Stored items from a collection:
==================================================

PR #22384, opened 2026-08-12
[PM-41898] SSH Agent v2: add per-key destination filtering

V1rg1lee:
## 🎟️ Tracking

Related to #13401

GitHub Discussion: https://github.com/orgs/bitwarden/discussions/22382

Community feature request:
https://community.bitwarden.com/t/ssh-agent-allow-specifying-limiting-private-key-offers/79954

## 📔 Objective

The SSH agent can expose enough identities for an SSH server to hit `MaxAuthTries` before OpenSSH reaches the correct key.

==================================================

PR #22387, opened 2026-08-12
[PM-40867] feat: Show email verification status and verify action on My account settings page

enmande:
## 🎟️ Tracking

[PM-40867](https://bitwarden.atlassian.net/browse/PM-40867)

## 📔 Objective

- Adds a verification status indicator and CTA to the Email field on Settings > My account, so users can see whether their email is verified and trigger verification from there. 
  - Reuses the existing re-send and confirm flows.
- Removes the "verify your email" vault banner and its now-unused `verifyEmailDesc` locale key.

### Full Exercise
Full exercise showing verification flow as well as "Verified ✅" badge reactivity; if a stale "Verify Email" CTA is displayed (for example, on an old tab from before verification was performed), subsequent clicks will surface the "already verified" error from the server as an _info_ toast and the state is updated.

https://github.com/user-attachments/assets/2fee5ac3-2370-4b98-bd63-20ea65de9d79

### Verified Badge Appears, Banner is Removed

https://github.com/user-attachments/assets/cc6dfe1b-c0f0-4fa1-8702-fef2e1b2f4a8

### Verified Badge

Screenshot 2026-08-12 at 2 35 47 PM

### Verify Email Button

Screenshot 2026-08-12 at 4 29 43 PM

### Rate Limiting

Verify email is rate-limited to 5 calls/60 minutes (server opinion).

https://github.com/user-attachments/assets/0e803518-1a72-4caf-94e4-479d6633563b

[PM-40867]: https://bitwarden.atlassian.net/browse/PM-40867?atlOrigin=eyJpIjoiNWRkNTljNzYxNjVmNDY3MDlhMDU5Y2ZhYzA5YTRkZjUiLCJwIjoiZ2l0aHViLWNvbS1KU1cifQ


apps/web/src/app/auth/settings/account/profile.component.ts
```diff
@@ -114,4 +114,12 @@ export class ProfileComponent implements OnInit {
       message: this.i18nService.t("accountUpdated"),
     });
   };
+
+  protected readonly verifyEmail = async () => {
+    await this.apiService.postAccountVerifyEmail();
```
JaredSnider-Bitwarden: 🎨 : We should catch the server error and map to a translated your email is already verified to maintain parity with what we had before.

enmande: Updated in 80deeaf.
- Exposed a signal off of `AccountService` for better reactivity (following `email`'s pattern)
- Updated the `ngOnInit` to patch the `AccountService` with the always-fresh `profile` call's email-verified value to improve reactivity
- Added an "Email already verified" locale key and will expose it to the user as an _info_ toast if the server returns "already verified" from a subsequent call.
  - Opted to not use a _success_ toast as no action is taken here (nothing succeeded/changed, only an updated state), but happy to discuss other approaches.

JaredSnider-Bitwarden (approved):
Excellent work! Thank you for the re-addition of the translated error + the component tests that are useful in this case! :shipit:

==================================================

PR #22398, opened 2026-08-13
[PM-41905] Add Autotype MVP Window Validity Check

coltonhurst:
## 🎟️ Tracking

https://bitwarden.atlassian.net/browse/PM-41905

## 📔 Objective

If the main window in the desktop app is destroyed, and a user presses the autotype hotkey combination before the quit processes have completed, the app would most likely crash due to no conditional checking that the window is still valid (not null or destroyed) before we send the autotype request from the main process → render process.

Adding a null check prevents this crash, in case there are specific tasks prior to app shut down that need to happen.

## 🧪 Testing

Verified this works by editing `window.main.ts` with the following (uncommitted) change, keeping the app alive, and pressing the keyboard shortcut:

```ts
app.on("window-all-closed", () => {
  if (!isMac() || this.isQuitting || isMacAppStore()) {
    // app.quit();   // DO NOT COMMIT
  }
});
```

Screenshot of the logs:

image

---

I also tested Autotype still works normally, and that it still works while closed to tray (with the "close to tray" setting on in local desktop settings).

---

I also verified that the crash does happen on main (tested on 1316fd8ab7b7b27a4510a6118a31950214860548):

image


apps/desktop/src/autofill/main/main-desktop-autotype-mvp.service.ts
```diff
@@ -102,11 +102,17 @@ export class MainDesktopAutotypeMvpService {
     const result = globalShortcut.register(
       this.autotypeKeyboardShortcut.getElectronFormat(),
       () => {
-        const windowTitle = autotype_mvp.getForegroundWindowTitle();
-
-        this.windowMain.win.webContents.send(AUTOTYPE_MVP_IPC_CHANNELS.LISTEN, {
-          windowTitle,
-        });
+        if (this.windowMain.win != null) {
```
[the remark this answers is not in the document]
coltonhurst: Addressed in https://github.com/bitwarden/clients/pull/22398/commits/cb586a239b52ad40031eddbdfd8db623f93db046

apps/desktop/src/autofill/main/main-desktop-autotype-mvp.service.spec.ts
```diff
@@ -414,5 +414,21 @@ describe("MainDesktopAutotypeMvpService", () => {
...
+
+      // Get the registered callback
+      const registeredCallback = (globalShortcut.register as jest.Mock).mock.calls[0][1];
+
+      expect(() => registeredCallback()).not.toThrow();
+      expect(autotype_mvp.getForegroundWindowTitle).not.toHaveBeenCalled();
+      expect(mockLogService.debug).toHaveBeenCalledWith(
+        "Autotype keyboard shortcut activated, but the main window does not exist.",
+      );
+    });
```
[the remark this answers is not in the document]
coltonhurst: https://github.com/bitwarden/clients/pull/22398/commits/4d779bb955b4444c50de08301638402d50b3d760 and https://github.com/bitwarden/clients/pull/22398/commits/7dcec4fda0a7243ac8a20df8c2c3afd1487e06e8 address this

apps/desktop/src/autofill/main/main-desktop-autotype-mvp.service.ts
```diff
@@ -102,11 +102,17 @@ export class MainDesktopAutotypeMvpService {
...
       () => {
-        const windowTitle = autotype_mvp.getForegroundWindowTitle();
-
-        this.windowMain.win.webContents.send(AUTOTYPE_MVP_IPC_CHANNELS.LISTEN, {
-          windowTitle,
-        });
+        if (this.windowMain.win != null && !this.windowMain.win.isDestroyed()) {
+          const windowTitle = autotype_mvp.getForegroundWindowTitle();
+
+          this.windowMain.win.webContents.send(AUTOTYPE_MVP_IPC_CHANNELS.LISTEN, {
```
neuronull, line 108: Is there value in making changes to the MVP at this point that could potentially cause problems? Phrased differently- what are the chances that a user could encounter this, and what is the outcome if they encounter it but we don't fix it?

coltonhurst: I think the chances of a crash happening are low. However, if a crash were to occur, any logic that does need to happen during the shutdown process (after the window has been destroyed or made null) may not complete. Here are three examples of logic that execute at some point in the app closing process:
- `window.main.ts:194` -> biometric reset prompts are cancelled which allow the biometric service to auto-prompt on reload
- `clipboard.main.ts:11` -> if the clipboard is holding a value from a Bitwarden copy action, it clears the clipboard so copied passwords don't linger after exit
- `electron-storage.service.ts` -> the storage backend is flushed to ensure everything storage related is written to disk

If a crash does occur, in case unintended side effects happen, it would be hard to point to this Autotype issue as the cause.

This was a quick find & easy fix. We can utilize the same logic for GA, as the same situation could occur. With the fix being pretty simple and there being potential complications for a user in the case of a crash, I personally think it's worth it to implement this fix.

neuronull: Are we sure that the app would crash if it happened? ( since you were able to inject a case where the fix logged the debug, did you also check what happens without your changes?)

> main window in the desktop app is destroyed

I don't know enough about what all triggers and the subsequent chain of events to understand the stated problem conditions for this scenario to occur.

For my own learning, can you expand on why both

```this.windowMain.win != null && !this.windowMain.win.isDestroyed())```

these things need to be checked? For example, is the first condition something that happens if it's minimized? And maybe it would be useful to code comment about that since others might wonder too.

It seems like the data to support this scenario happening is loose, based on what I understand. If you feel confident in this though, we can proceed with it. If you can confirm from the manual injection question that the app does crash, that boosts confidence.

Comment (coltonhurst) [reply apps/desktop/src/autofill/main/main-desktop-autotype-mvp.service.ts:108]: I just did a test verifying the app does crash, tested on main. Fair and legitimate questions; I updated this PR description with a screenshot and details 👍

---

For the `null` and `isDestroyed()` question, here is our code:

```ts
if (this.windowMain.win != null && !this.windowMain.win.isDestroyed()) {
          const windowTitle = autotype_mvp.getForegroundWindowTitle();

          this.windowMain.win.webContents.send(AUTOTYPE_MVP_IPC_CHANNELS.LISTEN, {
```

==================================================

### [Problem description]
The lines to return are those in the records above that hold the word "occur".

### [Answer box]
coltonhurst: I think the chances of a crash happening are low. However, if a crash were to occur, any logic that does need to happen during the shutdown process (after the window has been destroyed or made null) may not complete. Here are three examples of logic that execute at some point in the app closing process:
If a crash does occur, in case unintended side effects happen, it would be hard to point to this Autotype issue as the cause.
This was a quick find & easy fix. We can utilize the same logic for GA, as the same situation could occur. With the fix being pretty simple and there being potential complications for a user in the case of a crash, I personally think it's worth it to implement this fix.
I don't know enough about what all triggers and the subsequent chain of events to understand the stated problem conditions for this scenario to occur.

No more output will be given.